Task goal: Reading the records below, find how many lines include the word "true" and give that number alone.

Given records:

PR #4344, opened 2022-10-28
Fix to center error notifications in bar.

michelinewu:


app/components-react/root/NotificationsArea.m.less
```diff
@@ -32,12 +41,10 @@
   white-space: nowrap;
   overflow: hidden;
   text-overflow: ellipsis;
-  position: absolute;
 
   :global(.ant-message-notice-content) {
     padding: 0;
-    box-shadow: none;
-    background: transparent;
```
gettinToasty, line 40: is there a reason you got rid of these? makes things look kind of wonky

app/components-react/root/NotificationsArea.m.less
```diff
@@ -69,6 +75,9 @@
   cursor: pointer;
   white-space: nowrap;
   margin-right: 10px;
+  height: 100%;
+  display: flex;
+  align-items: center;
```
gettinToasty, line 80: this looks kinda weird will small notifications (see screenshot)
image

gettinToasty (changes requested):

gettinToasty (approved):

gettinToasty (approved):

PR #4345, opened 2022-10-28
Center main page transition loader.

michelinewu:


gettinToasty (changes requested):
the spinner looks extremely small when navigating to a BrowserView with these changes for some reason

michelinewu:
Should it match the size of the loader when the app is starting?
large-loader

michelinewu:
Preview: large-loader

gettinToasty (approved):

PR #4371, opened 2022-11-21
Add ultra icons

michelinewu:


app/components-react/shared/UltraIcon.tsx
```diff
@@ -15,6 +16,10 @@ interface IUltraIcon {
  * when displaying the icon with multicolor styling.
  */
 export default function UltraIcon({ type, className, style }: IUltraIcon) {
+  const { isDarkTheme } = useVuex(() => ({
+    isDarkTheme: Services.CustomizationService.isDarkTheme,
```
gettinToasty, line 20: i think what you'll want here is `CustomizationService.views.isDarkTheme` to ensure reactivity, otherwise seems good though makes sense for the component to do this parsing itself

gettinToasty (changes requested):

gettinToasty (approved):

PR #4416, opened 2022-12-21
Update css that prohibited dragging on title bar area during load

dec0y:
Ticket details 
https://app.asana.com/0/734380881425048/1202684183731459/f


gettinToasty (approved):
fix looks good, we might want to stagger that css so we don't need to use the `!important` tag though, something like:
```
.main-loading.initial-loading {
  top: 0px;
}
```

going to try rerunning the failed test since it doesn't look like it's tied to this change

PR #4419, opened 2023-01-03
Resolve spin wheel button not showing up on mini feed when widget is added to scene

dec0y:


dec0y:
https://app.asana.com/0/734380881425048/1202485348976624/f

michelinewu (approved):

gettinToasty (changes requested):
this fix is good if it works, but just to comply with modern code patterns i think it'd be nice if we can move it to `WidgetServiceViews`: generally speaking that's where we want to put things that read our state going forward

dec0y:
I can totally make that change and get that moved over to the new service. Totally makes sense if we're using that moving forward.

gettinToasty (approved):

PR #4420, opened 2023-01-04
Add missing YT test events on the widget tester

dec0y:
https://app.asana.com/0/734380881425048/1202134938984128/f

### DIFF
--- a/app/app.g.less
+++ b/app/app.g.less
@@ -1,17 +1,17 @@
-@import './styles/foundation';
-@import '../node_modules/overlayscrollbars/css/OverlayScrollbars.css';
-@import '../node_modules/vue-multiselect/dist/vue-multiselect.min.css';
-@import './styles/index';
-@import './styles/checkboxes';
-@import './styles/tables';
-@import './styles/buttons';
-@import './styles/classes';
-@import './styles/custom-icons';
-@import './styles/inputs';
-@import './styles/sl-vue-tree';
-@import './styles/tooltips';
-@import './styles/animations';
-@import './styles/loader.less';
+@import "./styles/foundation";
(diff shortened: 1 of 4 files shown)


app/app.g.less
```diff
@@ -240,7 +240,7 @@ a,
   right: calc(~'100% + 20px');
   align-self: center;
   display: flex;
-  z-index: 10;
+  z-index: 1011;
```
gettinToasty, line 243: hmmm i don't know if we should be doing this on a global class like this, if there isn't a locally scoped class for that element we can just add it to the style itself. also looks like your linter is disagreeing with the team codestyles here for some reason 🤔

gettinToasty (changes requested):

app/components/windows/WidgetEditor.vue
```diff
@@ -17,7 +17,7 @@
           </div>
         </div>
         <div v-if="apiSettings.testers" class="button button--action test-button">
-          <test-widgets :componentProps="{ testers: apiSettings.testers }" />
+          <test-widgets :componentProps="{ testers: null }" />
```
gettinToasty, line 20: i think we probably just want to remove this prop or make it optional rather than passing in null right?

app/app.g.less
```diff
@@ -477,9 +478,15 @@ select {
...
-.checkboxdone-enter-to {width: 16px;}
+.checkboxdone-enter-active {
+  transition: width 0.3s;
+}
+.checkboxdone-enter {
+  width: 0;
+}
+.checkboxdone-enter-to {
+  width: 16px;
+}
```
gettinToasty, line 489: can you just undo the diffs in this file? afaik there isn't anything actually materially changing in it anymore

gettinToasty (changes requested):

PR #4422, opened 2023-01-05
use vcam new path on mac

EddyGharbi:


gettinToasty (changes requested):
this will probably break virtual cam on windows right? do we not want to handle both cases?

andycreeth:
This should be OK as plists are exclusively a mac thing.

gettinToasty (approved):

PR #308, opened 2018-06-11
Fix ignoring endpoind error and specifying message

halink0803:


exchange/binance/binance_endpoint.go
```diff
@@ -57,7 +57,10 @@ func (self *BinanceEndpoint) GetResponse(
 	client := &http.Client{
 		Timeout: time.Duration(30 * time.Second),
 	}
-	req, _ := http.NewRequest(method, url, nil)
+	req, newHTTPErr := http.NewRequest(method, url, nil)
```
favadi: in this case, you should move the err declaration in L72 to beginning of the function and reuse it.

favadi: I fixed it in eb66fd2c418207f993f085ccf305edab0a52b2ea.

PR #310, opened 2018-06-12
Fix init binance

halink0803:
Currently, binance is running with storage init by huobi: https://github.com/KyberNetwork/reserve-data/blob/4c4507869ac82502f1889bb834a1f87404cf71b9/cmd/configuration/exchanges.go#L97

which should be changed to use binance storage.


halink0803:
[binance exchange is using huobi storage instance](https://trello.com/c/CHJj8gq0/85-binance-exchange-is-using-huobi-storage-instance)

PR #314, opened 2018-06-18
fixed missing required fields in PWIs v2

favadi:


favadi:
[Authenticate PWIEquation with data field.](https://trello.com/c/ADPRMjDU/111-authenticate-pwiequation-with-data-field)

PR #318, opened 2018-06-19
refactor gas pricing

favadi:


favadi:
[GasOracle is not in used](https://trello.com/c/Pgonl1xC/114-gasoracle-is-not-in-used)

PR #320, opened 2018-06-20
Reorganize core setting

cyberliem:


favadi:
[Re organize all config in Core into one components, enable persistent storage for config](https://trello.com/c/esLGBVx6/12-re-organize-all-config-in-core-into-one-components-enable-persistent-storage-for-config)

PR #321, opened 2018-06-20
Add detail error message

halink0803:


halink0803:
[Return specific error message from Binance.](https://trello.com/c/cnTqWyV2/127-return-specific-error-message-from-binance)

exchange/binance/binance_endpoint.go
```diff
@@ -100,7 +100,16 @@ func (self *BinanceEndpoint) GetResponse(
...
 		break
 	default:
-		err = fmt.Errorf("Binance return with code: %d", resp.StatusCode)
+		respBody, err = ioutil.ReadAll(resp.Body)
+		if err != nil {
+			break
+		}
+		var response exchange.Binaresp
+		err = json.Unmarshal(respBody, &response)
+		if err != nil {
```
cyberliem: use if err= ..; err!=nil instead

exchange/binance/binance_endpoint.go
```diff
@@ -100,7 +100,15 @@ func (self *BinanceEndpoint) GetResponse(
...
 	default:
-		err = fmt.Errorf("Binance return with code: %d", resp.StatusCode)
+		respBody, err = ioutil.ReadAll(resp.Body)
+		if err != nil {
+			break
+		}
+		var response exchange.Binaresp
+		if err = json.Unmarshal(respBody, &response); err != nil {
+			break
+		}
```
favadi: all above lines can be replace with `json.NewDecoder(resp.Body).Decode`.

PR #324, opened 2018-06-20
Fix s3 upload path

cyberliem:
Fix Dirlog path error, update read me for aws config requirement


cyberliem:
[S3 archive doesn't work](https://trello.com/c/AYtiByh3/129-s3-archive-doesnt-work)

PR #325, opened 2018-06-21
Asserted interface conversion error. 

cyberliem:


cyberliem:
[Do not swallow interface conversion error in core](https://trello.com/c/E1j1WsEM/119-do-not-swallow-interface-conversion-error-in-core)

cmd/configuration/exchanges.go
```diff
@@ -147,15 +147,23 @@ func NewExchangePool(
 func (self *ExchangePool) FetcherExchanges() []fetcher.Exchange {
 	result := []fetcher.Exchange{}
 	for _, ex := range self.Exchanges {
-		result = append(result, ex.(fetcher.Exchange))
+		fcEx, ok := ex.(fetcher.Exchange)
+		if !ok {
+			log.Panic("Can not convert ExchangePool to fetcher exchange")
```
halink0803: It should be "Cannot" not "Can not"

cmd/configuration/exchanges.go
```diff
@@ -147,15 +147,23 @@ func NewExchangePool(
...
 	return result
 }
 
 func (self *ExchangePool) CoreExchanges() []common.Exchange {
 	result := []common.Exchange{}
 	for _, ex := range self.Exchanges {
-		result = append(result, ex.(common.Exchange))
+		cmEx, ok := ex.(common.Exchange)
+		if !ok {
+			log.Panic("Can not convert ExchangePool to core Exchange")
```
halink0803: "Cannot" not "Can not"

common/blockchain/broadcaster.go
```diff
@@ -40,7 +40,15 @@ func (self Broadcaster) Broadcast(tx *types.Transaction) (map[string]error, bool
 	wg.Wait()
 	result := map[string]error{}
 	failures.Range(func(key, value interface{}) bool {
-		result[key.(string)] = value.(error)
+		k, ok := key.(string)
```
halink0803: This is not really a handle because `func (key, value interface{}) bool` - whatever you return `true` or `false`, you don't handle it, so actually whatever you return it is useless.

core/reserve_core.go
```diff
@@ -52,8 +52,14 @@ func (self ReserveCore) CancelOrder(id common.ActivityID, exchange common.Exchan
 	if activity.Action != "trade" {
 		return errors.New("This is not an order activity so cannot cancel")
 	}
-	base := activity.Params["base"].(string)
-	quote := activity.Params["quote"].(string)
+	base, ok := activity.Params["base"].(string)
+	if !ok {
+		return fmt.Errorf("Can not convert params base (value: %v) to tokenID (type string)", activity.Params["base"])
```
halink0803: Should use "Cannot"

core/reserve_core.go
```diff
@@ -312,8 +318,24 @@ func (self ReserveCore) pendingSetrateInfo(minedNonce uint64) (*big.Int, *big.In
 	if act == nil {
 		return nil, nil, 0, nil
 	}
-	nonce, _ := strconv.ParseUint(act.Result["nonce"].(string), 10, 64)
-	gasPrice, _ := strconv.ParseUint(act.Result["gasPrice"].(string), 10, 64)
+	nonceStr, ok := act.Result["nonce"].(string)
```
halink0803: As it return error then you can return nil, nil, 0, err for easier return instead of init big.Int(0)

data/fetcher/fetcher.go
```diff
@@ -200,8 +200,18 @@ func (self *Fetcher) FetchAllAuthData(timepoint uint64) {
...
 		if found {
-			activityStatus := status.(common.ActivityStatus)
-			if activity.Result["tx"] != nil && activity.Result["tx"].(string) == "" {
+			activityStatus, ok := status.(common.ActivityStatus)
+			if !ok {
+				log.Print("ERROR: status from cexs can not be converted to common.ActivityStatus")
+				continue
+			}
+			//Set activity result tx to tx from cexs if currently result tx is not nil an is an empty string
+			resultTx, uOk := activity.Result["tx"].(string)
```
halink0803: Why using uOk instead of ok? It is not shadowing anything?

data/fetcher/fetcher.go
```diff
@@ -285,11 +295,16 @@ func (self *Fetcher) newNonceValidator() func(common.ActivityRecord) bool {
...
-		actNonce := act.Result["nonce"]
-		if actNonce == nil {
+		actNonce, ok := act.Result["nonce"].(string)
+		// interface assertion also return false if actNonce is nil
+		if !ok {
+			return false
+		}
+		nonce, err := strconv.ParseUint(actNonce, 10, 64)
+		if err != nil {
+			log.Printf("ERROR convert act.Result[nonce] to Uint64 failed %s", err)
```
halink0803: Should be err.Error() and also to be precise it should be act.Result[\"nonce\"]

data/fetcher/fetcher.go
```diff
@@ -303,7 +318,12 @@ func (self *Fetcher) FetchStatusFromBlockchain(pendings []common.ActivityRecord)
 			var blockNum uint64
 			var status string
 			var err error
-			tx := ethereum.HexToHash(activity.Result["tx"].(string))
+			txStr, ok := activity.Result["tx"].(string)
+			if !ok {
+				log.Printf("ERROR: can not convert activity.Result[tx] (value %v) to string type", activity.Result["tx"])
```
halink0803: Should be cannot.

data/storage/bolt.go
```diff
@@ -653,6 +653,22 @@ func (self *BoltStorage) GetAllRecords(fromTime, toTime uint64) ([]common.Activi
...
+// interfaceConverstionToUint64 will assert the interface as string
+// and parse it to uint64. Return 0 if anything goes wrong)
+func interfaceConverstionToUint64(intf interface{}) uint64 {
+	numString, ok := intf.(string)
+	if !ok {
+		log.Printf("(%v) can't be converted to type string", intf)
+		return 0
+	}
+	num, uErr := strconv.ParseUint(numString, 10, 64)
+	if uErr != nil {
```
halink0803: Why use uErr instead of err, and it should be err.Error().

exchange/binance_format.go
```diff
@@ -12,8 +13,16 @@ type Binaprice struct {
 func (self *Binaprice) UnmarshalJSON(text []byte) error {
 	temp := []interface{}{}
 	err := json.Unmarshal(text, &temp)
```
halink0803: Should check this err != nil right away, because if err !=nil then interface conversion below will be failed.

stat/reserve_stat.go
```diff
@@ -218,7 +218,11 @@ func (self ReserveStats) GetHeatMap(fromTime, toTime uint64, tzparam int64) (com
 			return arrResult, err
 		}
 		for _, stat := range cStats {
-			s := stat.(common.MetricStats)
+			s, ok := stat.(common.MetricStats)
+			if !ok {
+				err = fmt.Errorf("Can not convert stat (%v) to MetricStat", s)
```
halink0803: "Cannot"

stat/reserve_stat.go
```diff
@@ -269,7 +273,11 @@ func (self ReserveStats) GetTokenHeatmap(fromTime, toTime uint64, tokenStr, freq
 			return arrResult, err
 		}
 		for _, stat := range stats {
-			s := stat.(common.VolumeStats)
+			s, ok := stat.(common.VolumeStats)
+			if !ok {
+				err = fmt.Errorf("Can not convert stat (%v) to VolumeStats", s)
+				continue
```
halink0803: Why continue when you return error != nil finally?. Return it right away will save operations below.

stat/reserve_stat.go
```diff
@@ -506,7 +514,11 @@ func (self ReserveStats) ExceedDailyLimit(address ethereum.Address) (bool, error
 				log.Printf("Got more than 1 day stats. This is a bug in GetUserVolume")
 			} else {
 				for _, volume := range volumeStats {
-					volumeValue := volume.(common.VolumeStats)
+					volumeValue, ok := volume.(common.VolumeStats)
+					if !ok {
+						log.Printf("Can not convert volume (%v) to VolumeStats", volume)
```
halink0803: "Cannot"

common/blockchain/broadcaster.go
cyberliem: according to Map documentation:
// Range calls f sequentially for each key and value present in the map.
// If f returns false, range stops the iteration.
So Range functions use this bool signal to decide if it should continue, not in the sense of error handling. In this sense, it should continue to check other records in case one record is malformed.

data/storage/bolt.go
cyberliem: shadowing err here, err is assigned to store the DB's transaction error.

stat/reserve_stat.go
cyberliem: as there are many records here, I think it's better to return the set of correct records and error to let the caller decided what to do.

data/fetcher/fetcher.go
halink0803: @cyberliem I think you miss this comment.

stat/reserve_stat.go
halink0803: The caller is us (we call it) and it will handle err != nil and send success = false with reason, so return error right away is more effective.

data/fetcher/fetcher.go
```diff
@@ -389,6 +409,61 @@ func unchanged(pre, post map[common.ActivityID]common.ActivityStatus) bool {
 	return true
 }
 
+func updateActivitywithBlockchainStatus(activity *common.ActivityRecord, bstatuses *sync.Map, snapshot *common.AuthDataSnapshot) {
+	status, _ := bstatuses.Load(activity.ID)
+	if status == nil {
```
favadi: please use the returned boolean value to check if the key exists.

data/fetcher/fetcher.go
```diff
@@ -389,6 +409,61 @@ func unchanged(pre, post map[common.ActivityID]common.ActivityStatus) bool {
...
+		activity.Result["status_error"] = activityStatus.Error.Error()
+	} else {
+		activity.Result["status_error"] = ""
+	}
+	activity.Result["blockNumber"] = activityStatus.BlockNumber
+}
+
+func updateActivitywithExchangeStatus(activity *common.ActivityRecord, estatuses *sync.Map, snapshot *common.AuthDataSnapshot) {
+	status, _ := estatuses.Load(activity.ID)
+	if status == nil {
```
favadi: please use the returned boolean value to check if the key exists.

exchange/bittrex.go
```diff
@@ -402,7 +413,18 @@ func (self *Bittrex) FetchTradeHistory() {
 			}
 			wait.Wait()
 			data.Range(func(key, value interface{}) bool {
-				result[key.(common.TokenPairID)] = value.([]common.TradeHistory)
+				tokenPairID, ok := key.(common.TokenPairID)
+				//if there is conversion error, continue to next key,val
```
favadi: is it OK to silently storeing incomplete trade history? Or it is better to return an error and try again next time? Please recheck other places with this same business logic.

cyberliem: After carefully rethink the matter, the logic is changed as follow: if the data returned from exchange is corrupted, skip this itter and wait till the next.

common/blockchain/broadcaster.go
favadi: Good point on this.

cyberliem:
[Unsafe type cast for common.Exchange](https://trello.com/c/I0aRzN6y/102-unsafe-type-cast-for-commonexchange)

cyberliem:
[Unsafe type cast for common.Exchange](https://trello.com/c/I0aRzN6y/102-unsafe-type-cast-for-commonexchange)

PR #326, opened 2018-06-22
fix typo: keytore to keystore

keyboard1989:


favadi:
@keyboard1989 thank you for your contribution!

PR #331, opened 2018-06-26
fix hardcoded API endpoints in string

favadi:


favadi:
[Do not hard code URL](https://trello.com/c/UFHXoyyj/87-do-not-hard-code-url)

Task solution: 2